EXERCISE OBJECTIVE:
Can the data below be echoed back word for word?

BEGIN RECORDS FOR PROCESSING

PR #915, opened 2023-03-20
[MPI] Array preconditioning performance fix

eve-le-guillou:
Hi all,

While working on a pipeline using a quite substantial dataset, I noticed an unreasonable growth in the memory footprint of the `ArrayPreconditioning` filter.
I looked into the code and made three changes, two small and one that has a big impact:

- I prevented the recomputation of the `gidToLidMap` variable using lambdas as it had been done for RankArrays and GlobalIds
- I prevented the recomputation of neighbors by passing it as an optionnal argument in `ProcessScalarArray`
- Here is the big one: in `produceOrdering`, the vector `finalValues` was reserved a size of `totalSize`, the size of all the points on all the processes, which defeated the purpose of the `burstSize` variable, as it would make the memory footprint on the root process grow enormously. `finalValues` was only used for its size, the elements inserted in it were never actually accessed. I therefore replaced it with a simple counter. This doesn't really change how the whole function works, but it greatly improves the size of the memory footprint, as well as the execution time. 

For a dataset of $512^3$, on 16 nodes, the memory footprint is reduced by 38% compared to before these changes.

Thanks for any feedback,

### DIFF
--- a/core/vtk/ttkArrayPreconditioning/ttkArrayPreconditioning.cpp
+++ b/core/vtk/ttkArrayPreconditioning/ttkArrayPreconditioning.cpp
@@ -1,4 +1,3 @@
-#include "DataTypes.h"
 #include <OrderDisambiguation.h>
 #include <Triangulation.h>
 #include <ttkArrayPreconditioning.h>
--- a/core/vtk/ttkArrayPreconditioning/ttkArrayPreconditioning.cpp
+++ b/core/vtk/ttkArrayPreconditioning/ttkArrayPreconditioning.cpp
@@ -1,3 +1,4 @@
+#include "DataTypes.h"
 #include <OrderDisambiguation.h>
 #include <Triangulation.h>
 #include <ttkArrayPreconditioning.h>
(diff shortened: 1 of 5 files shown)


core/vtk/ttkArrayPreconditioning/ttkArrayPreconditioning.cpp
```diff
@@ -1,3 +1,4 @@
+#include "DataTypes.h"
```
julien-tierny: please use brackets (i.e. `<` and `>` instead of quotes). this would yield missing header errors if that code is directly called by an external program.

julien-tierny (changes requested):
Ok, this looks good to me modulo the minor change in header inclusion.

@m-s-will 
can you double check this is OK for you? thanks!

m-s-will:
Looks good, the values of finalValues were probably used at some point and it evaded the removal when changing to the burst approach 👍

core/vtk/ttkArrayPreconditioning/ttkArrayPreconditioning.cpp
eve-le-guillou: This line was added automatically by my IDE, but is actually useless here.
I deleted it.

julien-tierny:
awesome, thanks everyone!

END RECORDS FOR PROCESSING

ANSWER SECTION:
PR #915, opened 2023-03-20
[MPI] Array preconditioning performance fix

eve-le-guillou:
Hi all,

While working on a pipeline using a quite substantial dataset, I noticed an unreasonable growth in the memory footprint of the `ArrayPreconditioning` filter.
I looked into the code and made three changes, two small and one that has a big impact:

- I prevented the recomputation of the `gidToLidMap` variable using lambdas as it had been done for RankArrays and GlobalIds
- I prevented the recomputation of neighbors by passing it as an optionnal argument in `ProcessScalarArray`
- Here is the big one: in `produceOrdering`, the vector `finalValues` was reserved a size of `totalSize`, the size of all the points on all the processes, which defeated the purpose of the `burstSize` variable, as it would make the memory footprint on the root process grow enormously. `finalValues` was only used for its size, the elements inserted in it were never actually accessed. I therefore replaced it with a simple counter. This doesn't really change how the whole function works, but it greatly improves the size of the memory footprint, as well as the execution time. 

For a dataset of $512^3$, on 16 nodes, the memory footprint is reduced by 38% compared to before these changes.

Thanks for any feedback,

### DIFF
--- a/core/vtk/ttkArrayPreconditioning/ttkArrayPreconditioning.cpp
+++ b/core/vtk/ttkArrayPreconditioning/ttkArrayPreconditioning.cpp
@@ -1,4 +1,3 @@
-#include "DataTypes.h"
 #include <OrderDisambiguation.h>
 #include <Triangulation.h>
 #include <ttkArrayPreconditioning.h>
--- a/core/vtk/ttkArrayPreconditioning/ttkArrayPreconditioning.cpp
+++ b/core/vtk/ttkArrayPreconditioning/ttkArrayPreconditioning.cpp
@@ -1,3 +1,4 @@
+#include "DataTypes.h"
 #include <OrderDisambiguation.h>
 #include <Triangulation.h>
 #include <ttkArrayPreconditioning.h>
(diff shortened: 1 of 5 files shown)


core/vtk/ttkArrayPreconditioning/ttkArrayPreconditioning.cpp
```diff
@@ -1,3 +1,4 @@
+#include "DataTypes.h"
```
julien-tierny: please use brackets (i.e. `<` and `>` instead of quotes). this would yield missing header errors if that code is directly called by an external program.

julien-tierny (changes requested):
Ok, this looks good to me modulo the minor change in header inclusion.

@m-s-will 
can you double check this is OK for you? thanks!

m-s-will:
Looks good, the values of finalValues were probably used at some point and it evaded the removal when changing to the burst approach 👍

core/vtk/ttkArrayPreconditioning/ttkArrayPreconditioning.cpp
eve-le-guillou: This line was added automatically by my IDE, but is actually useless here.
I deleted it.

julien-tierny:
awesome, thanks everyone!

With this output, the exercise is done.